# Hello. Seeking advice.



## Markus Williams (Jun 3, 2015)

Hi, 
I am new to the whole rv world. I just purchased a 1994 fleetwood coronado for just under 2 grand. It's not in the best of shape and needs some work done to it. I know that the first thing I want to do is fix/replace/seal the roof because there is a really big section that is missing any kind of protection from the elements. The roof feels like it has some soft spots along the length of it. How would I go about fixing this on my own? What kind of wood would I need if I ended up having to replace the roof? 

I have a lot more questions as time allows on the ins and outs of this new experience for me. Because the previous owner isnt sure the shore power works, the aux batteries and the rv battery won't hold a charge and he isn't sure that the LP system is good to use because he's never tried using it. And he thinks there is some electrical wiring issus with the onan 7kw generator since he didnt know how to get it started manually, and neither do I at this point! And it needs to be jump started until we get some new batteries. But one thing at a time right? 

My primary concern is getting that roof closed up to protect my motorhome from rotting out!

If it will help you to help me I'll get on the roof of my rv tomorrow and take some pictures of exactly what is going on with it.

Any help or tips and suggestions is going to be great! 

I'm looking forward to restoring my rv being part of the rv community!


----------



## C Nash (Jun 3, 2015)

I would go with a treated plywood if I had to replace.  is the roof rubber?  A section of the roof is missing?  Is it a rubber roof?  When you start tearind down you are going to find major damage IMO.  it can be repaired but will be expensive even doing it yourself.  Needs to be a project you have time, money and enjoy doing it.  Hope you have a shed to put it in whild doing the work.. Good luck and keep us posted with pictures.  Welcome to the forum


----------



## Markus Williams (Jun 4, 2015)

I'm not exactly sure what kind of roof it is.

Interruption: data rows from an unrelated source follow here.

PR #39, opened 2025-03-15
Sync wallet using a full node via Zaino instead of a lightwalletd

### LINKED ISSUE #37: Add a `Chain` component that wraps Zaino
Various parts of Zallet need access to chain information. Currently the only place is the sync engine, which calls out to lightwalletd temporarily, but we're also going to need it for various RPC methods like `z_getnewaccount` (to fetch the starting treestate). Per #7 the plan is for Zaino to serve this data.

This issue can be closed once we have a `Chain` component (or similar) that wraps Zaino as a library and can communicate with a full node.

str4d:
Closes #37.


str4d:
[Force-pushed](https://github.com/zcash/wallet/compare/9f1ab4c7f3d4bc9196d13bbdb88d80734b43af59..35df94689f9946a3ace5136706eb0cefb229d154) to fix several bugs introduced by #44 (as well as make some cleanups). I could not fix one of the bugs in Zallet; this PR is now blocked on https://github.com/zingolabs/zaino/issues/254 unless I undo some of the changes from #44 and switch back to my previous approach.

str4d:
[Rebased](https://github.com/zcash/wallet/compare/35df94689f9946a3ace5136706eb0cefb229d154..50e90c99d7b394565924ef7a39c5ab3b359b3bad) on #45.

str4d:
[Rebased](https://github.com/zcash/wallet/compare/50e90c99d7b394565924ef7a39c5ab3b359b3bad..0326fe8f1558cc77cb3832695e1307dc42f6a47c) on #46.

Cargo.toml
```diff
@@ -66,6 +66,16 @@ transparent = { package = "zcash_transparent", version = "0.2" }
...
 
+# Zcash chain state
+zaino-fetch = { git = "https://github.com/zingolabs/zaino.git", rev = "2b2ebb4725d771724c724587e2dfe44af7b46377" }
+zaino-proto = { git = "https://github.com/zingolabs/zaino.git", rev = "2b2ebb4725d771724c724587e2dfe44af7b46377" }
+zaino-state = { git = "https://github.com/zingolabs/zaino.git", rev = "2b2ebb4725d771724c724587e2dfe44af7b46377" }
+# - We do not use branch dependencies in general because they are brittle, but are forced
+#   to do so here because Zaino does.
+zebra-chain = { git = "https://github.com/ZcashFoundation/zebra.git", branch = "main" }
+zebra-rpc = { git = "https://github.com/ZcashFoundation/zebra.git", branch = "main" }
+zebra-state = { git = "https://github.com/ZcashFoundation/zebra.git", branch = "main" }
```
str4d, line 77: We gain an awful lot of dependencies as a result of these, including a bunch of duplicate Zcash crates. It would be preferable to wait until at least either https://github.com/ZcashFoundation/zebra/pull/9300 or https://github.com/ZcashFoundation/zebra/pull/9369 is merged.

str4d:
[Rebased](https://github.com/zcash/wallet/compare/df1ed20fd12b90583f1d1ab98d1c77a44d0f1580..113a6152fb5db6fb0c1506988a17e2620ea0e0bf) to include the latest changes to #46.

str4d:
[Rebased](https://github.com/zcash/wallet/compare/8b7789ff5df5f031e034866900cfbb5299a1574b..ed6449c134c6e8fde99cc314fc367b4258341ebb) on top of #100 (which includes latest `main`).

deny.toml
```diff
@@ -20,8 +20,25 @@ allow = [
...
+    { name = "icu_normalizer_data", allow = ["Unicode-3.0"] },
+    { name = "icu_properties", allow = ["Unicode-3.0"] },
+    { name = "icu_properties_data", allow = ["Unicode-3.0"] },
+    { name = "icu_provider", allow = ["Unicode-3.0"] },
+    { name = "icu_provider_macros", allow = ["Unicode-3.0"] },
+    { name = "libloading", allow = ["ISC"] },
+    { name = "litemap", allow = ["Unicode-3.0"] },
     { name = "matchit", allow = ["BSD-3-Clause"] },
+    # Copyleft license. Temporary exception until Zebra stops depending on `dirs`.
+    { name = "option-ext", allow = ["MPL-2.0"] },
```
str4d, line 40: Turns out `zebra-chain`, `zebra-network`, and `zebra-state` depend on `dirs`, which has depended on a copyleft license since 2023. Zebra already uses `cargo-deny` and opened https://github.com/ZcashFoundation/zebra/pull/3397 in 2022 to add license denies (which would have caught this), but closed the PR without merging it and never resumed the work.

https://github.com/zcash/librustzcash/pull/864 is how I fixed this in the Zcash Rust crates; I will propose a similar change to Zebra before we cut the first alpha of Zallet.

daira: This should be fixed before merging this PR. It's technically a license violation to publish this crate under MIT/Apache while it depends on an MPL crate.

zallet/src/components/chain_view.rs
```diff
@@ -0,0 +1,127 @@
...
+            config.indexer.map_shard_amount,
+            db_path,
+            config.indexer.db_size,
+            config.network().to_zebra(),
+            false,
+            // Setting this to `true` causes start-up to block on completely filling the
+            // cache. Zaino's DB currently only contains a cache of CompactBlocks, so we
+            // make do for now with uncached queries.
+            // TODO: https://github.com/zingolabs/zaino/issues/249
+            true,
```
daira, line 69: "We make do for now with uncached queries" would imply to me that this is being set to false to avoid the performance problem on startup, but it is set to true, so the comment doesn't seem to match the code.

zallet/src/components/sync.rs
```diff
@@ -1,45 +1,323 @@
...
+    //     // The wallet either hasn't been synced before, or hasn't scanned any blocks. In
+    //     // either case, the wallet has no state that depends on a particular block being
+    //     // present, so we can just notify it of the current chain tip.
+    //     _ => {
+    //         let current_tip = steps::get_chain_tip(&chain).await?;
+    //         info!("Latest block height is {}", current_tip.height);
+    //         db_data.update_chain_tip(current_tip.height)?;
+    //         current_tip
+    //     }
+    // };
```
daira, line 105: Why is this commented out?

zallet/src/components/sync.rs
```diff
@@ -1,45 +1,323 @@
...
+        let consensus_branch_id = consensus::BranchId::for_height(params, mempool_height);
+        let mut mempool_stream = chain.get_mempool_stream().await?;
+        while let Some(result) = mempool_stream.next().await {
+            match result {
+                Ok(raw_tx) => {
+                    let tx = Transaction::read(
+                        SerializedTransaction::from(raw_tx.data).as_ref(),
+                        consensus_branch_id,
+                    )
+                    .expect("Zaino should only provide valid transactions");
```
daira, line 225: This should not be a panic. It might be okay to exit but the exit shouldn't be here, it should propagate as a SyncError.

zallet/src/components/sync.rs
str4d: I was just in the middle of fixing this TODO. It's done now.

str4d:
[Force-pushed](https://github.com/zcash/wallet/compare/d1cbaf7e53e3cee2c8365c7a096dde2577efc511..6b4cca155cbd11df161ade77ce607ec032b23d28) to fix a TODO I'd planned to do before review (vs the other TODOs which will mostly be addressed in future PRs).

zallet/src/components/chain_view.rs
str4d: The comment is incorrect here, not the code.

Cargo.toml
str4d: I've addressed all the dependency reduction that I can achieve in the scope of this PR.

zallet/src/components/sync/steps.rs
```diff
@@ -0,0 +1,345 @@
...
+    while prev_tip != current_tip {
+        // We are fetching blocks from the same data source, and we assume here that the
+        // data source has one single block with no parent (the genesis block). Therefore
+        // if the blocks are not currently equal, they cannot be the genesis block, and so
+        // their parent hashes exist (per the `ChainBlock` invariant).
+        prev_tip =
+            ChainBlock::resolve(chain, prev_tip.prev_hash.expect("present by invariant")).await?;
+        current_tip =
+            ChainBlock::resolve(chain, current_tip.prev_hash.expect("present by invariant"))
+                .await?;
```
daira, line 188: These also should not be panics.

zallet/src/config.rs
```diff
@@ -142,6 +146,45 @@ impl BuilderSection {
...
+
+    /// Full node / validator Username.
+    pub validator_user: Option<String>,
+
+    /// Full node / validator Password.
+    pub validator_password: Option<String>,
+
+    /// Capacity of the Dashmaps used for the Mempool.
+    /// Also use by the BlockCache::NonFinalisedState when using the FetchService.
+    pub map_capacity: Option<usize>,
```
daira, line 170: Capacity in what unit? Consider adding the unit to the name.

zallet/src/config.rs
```diff
@@ -142,6 +146,45 @@ impl BuilderSection {
...
+    /// If a shard_amount which is not a power of two is provided, the function will panic.
+    pub map_shard_amount: Option<usize>,
+
+    /// Block Cache database file path.
+    ///
+    /// This is Zaino's Compact Block Cache db if using the FetchService or Zebra's RocksDB if using the StateService.
+    pub db_path: Option<PathBuf>,
+
+    /// Block Cache database maximum size in GB.
+    pub db_size: Option<usize>,
```
daira, line 185:
```suggestion
    pub db_size_gb: Option<usize>,
```
(or `db_size_gib` if measured in GiB).

daira (changes requested):
Some blocking comments.

deny.toml
```diff
@@ -30,5 +47,12 @@ exceptions = [
     { name = "unicode-ident", allow = ["Unicode-3.0"] },
     { name = "untrusted", allow = ["ISC"] },
     { name = "webpki-roots", allow = ["MPL-2.0"] },
```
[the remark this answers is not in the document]
str4d: Oh wait, it was actually mis-licensed in the crate metadata. The commit immediately after the latest release fixes it: https://github.com/rustls/webpki-roots/commit/90c48f38672f4300eea5f1b712d4ccca8ad82123

So we can continue to depend on `webpki-roots` as-is for now, and this exception will be updated to `CDLA-Permissive-2.0` in the next crate update.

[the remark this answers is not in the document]
daira: https://github.com/rustls/webpki-roots/blob/main/webpki-roots/src/lib.rs, which is the only source file in that crate, is just raw data, and so to me it doesn't seem copyrightable. I doubt that Mozilla could enforce its license on that crate, and if it tried there would be uproar. There isn't a good alternative source for that data as far as I know. So I'm ok with a license exemption in this specific case.

deny.toml
str4d: Hmm, reading Q11 on https://www.mozilla.org/en-US/MPL/2.0/FAQ/ suggests that MPL-2.0 is not quite as viral as other copyleft licenses, and that as long as we aren't trying to modify `option-ext` itself then we aren't required to relicense Zallet.

zallet/src/components/sync/steps.rs
str4d: These panics are fine, because if they fail it is a programming errors (namely a `ChainBlock` being constructed in violation of its documented invariant that `prev_hash` is `None` if and only if `height` is `consensus::H0`).

zallet/src/components/sync.rs
str4d: It is a programming error for Zaino to return an invalid transaction from the mempool stream. Really this is a problem with Zaino not having a typesafe Rust API.

zallet/src/config.rs
```diff
@@ -155,6 +159,45 @@ impl LimitsSection {
...
+
+    /// Full node / validator Password.
+    pub validator_password: Option<String>,
+
+    /// Capacity of the Dashmaps used for the Mempool.
+    /// Also use by the BlockCache::NonFinalisedState when using the FetchService.
+    pub map_capacity: Option<usize>,
+
+    /// Number of shard used in the DashMap used for the Mempool.
+    /// Also use by the BlockCache::NonFinalisedState when using the FetchService.
```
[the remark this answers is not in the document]
str4d: Yes, this was all copy-pasted from Zaino code.

zallet/src/components/sync.rs
```diff
@@ -94,3 +121,275 @@ impl WalletSync {
...
+    //     // The wallet either hasn't been synced before, or hasn't scanned any blocks. In
+    //     // either case, the wallet has no state that depends on a particular block being
+    //     // present, so we can just notify it of the current chain tip.
+    //     _ => {
+    //         let current_tip = steps::get_chain_tip(&chain).await?;
+    //         info!("Latest block height is {}", current_tip.height);
+    //         db_data.update_chain_tip(current_tip.height)?;
+    //         current_tip
+    //     }
+    // };
```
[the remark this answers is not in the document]
str4d: This was left over from a previous approach, and commented out but left in while I had an outstanding TODO. I've now implemented the TODO and deleted this.

zallet/src/components/chain_view.rs
```diff
@@ -0,0 +1,141 @@
...
+                    return Err(ErrorKind::Generic.into());
+                }
+
+                // Check for shutdown signals.
+                if status == StatusType::Closing {
+                    let service = indexer.write().await.take().expect("only happens once");
+                    service.inner().close();
+                    return Ok(());
+                }
+            }
```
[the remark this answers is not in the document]
str4d: This logic comes from Zaino (specifically from how the indexer is managed in `zainod`, because that is what the Zaino docs at the time told me to copy). It does appear to be doing error-condition handling, yes.

deny.toml
nuttycom: Yeah, that was my reading as well, and the MPL FAQ is very clear on this point:
> Q11: How 'viral' is the MPL? If I use MPL-licensed code in my proprietary application, will I have to give all the source code away?
> No. The license requires that Modifications (as defined in Section 1.10 of the license) must be licensed under the MPL and made available to anyone to whom you distribute the Source Code. However, new files containing no MPL-licensed code are not Modifications, and therefore do not need to be distributed under the terms of the MPL, even if you create a Larger Work (as defined in Section 1.7) by using, compiling, or distributing the non-MPL files together with MPL-licensed files. This allows, for example, programs using MPL-licensed code to be statically linked to and distributed as part of a larger proprietary piece of software, which would not generally be possible under the terms of stronger copyleft licenses.

zallet/src/config.rs
```diff
@@ -142,6 +146,31 @@ impl BuilderSection {
     }
 }
 
+/// Indexer configuration section.
+#[derive(Clone, Debug, Default, Deserialize, Serialize)]
+#[serde(deny_unknown_fields)]
+pub struct IndexerSection {
+    /// Full node / validator listen port.
+    pub validator_listen_address: Option<SocketAddr>,
```
nuttycom, line 154: This field was identified as being badly named in the Zaino Community signal chat; we should do a better job here (it's not an address that Zaino listens on.)
```suggestion
    pub validator_address: Option<SocketAddr>,
```

nuttycom (approved):
utACK with nonblocking nits & minor documentation requests.

zallet/src/components/sync/steps.rs
```diff
@@ -0,0 +1,345 @@
...
+) -> Result<CompactBlock, SyncError> {
+    let mut block_id = zaino_proto::proto::service::BlockId::default();
+    match hash_or_height {
+        HashOrHeight::Hash(hash) => block_id.hash = hash.0.to_vec(),
+        HashOrHeight::Height(height) => block_id.height = height.0 as u64,
+    };
+
+    let compact_block = chain.get_block(block_id).await?;
+
+    Ok(CompactBlock {
```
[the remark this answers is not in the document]
str4d: Correct; `zaino-proto` and `zcash_client_sqlite::proto`.

Once Zaino provides a full-block index we can use, this will go away.

zallet/src/config.rs
str4d: It's not; it's the address that the validator (Zebra) listens on. Unless you mean that there's potential for confusion about this being an address that Zallet listens on?

zallet/src/components/sync.rs
```diff
@@ -279,18 +279,18 @@ async fn recover_history(
...
+                if let Some((cur, next)) =
+                    remaining.split_at(remaining.block_range().start + batch_size)
+                {
+                    *acc = Some(next);
+                    cur
+                } else {
+                    *acc = None;
+                    remaining
+                }
+            })
```
nuttycom, line 294: Performing mutation to local variables inside of a `map` squicks me:
```suggestion
            if let Some((next, sub_range)) = acc.clone().map(|remaining| {
                if let Some((cur, next)) =
                    remaining.split_at(remaining.block_range().start + batch_size)
                {
                    (Some(next), cur)
                } else {
                    (None, remaining)
                }
            }) {
                *acc = next;
                Some(sub_range)
            } else {
                None
            }
```

nuttycom (approved):
re-utACK 3b98af19fb16488cc3dd63d641cc27077f5bbe49

deny.toml
nuttycom: That's not correct, AFAICT: you have to redistribute the modified version of the MPL-licensed files, but you don't have to relicense:

> Q10: I want to distribute (outside my organization) an executable program based on MPL-licensed source code that I have modified. What do I have to do?
> You must make available the MPL-licensed portions of the source code as described in the previous question, and inform the recipients how they can obtain such source code (Section 3.2).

I'm going to assume rubber since I've never seen any other material in my life look that way. How thick of a sheet of plywood would I need for the roof of an rv? I've done roof repair on houses before but I'm going to go ahead and say that I wouldn't be using the same type of plywood on an rv. 

I could just reseal it but I would feel better with a new roof. I have no knowledge of the structure beneath the plywood of an rv. Maybe someone here will know and can help me with that?

But I was hoping to try to knock it out in a day if that would be possible by just removing the old sheet and applying the new sheet and going on that way until I've covered the entire roof deck and then seal it up. I have a lot of free time on my hands.


----------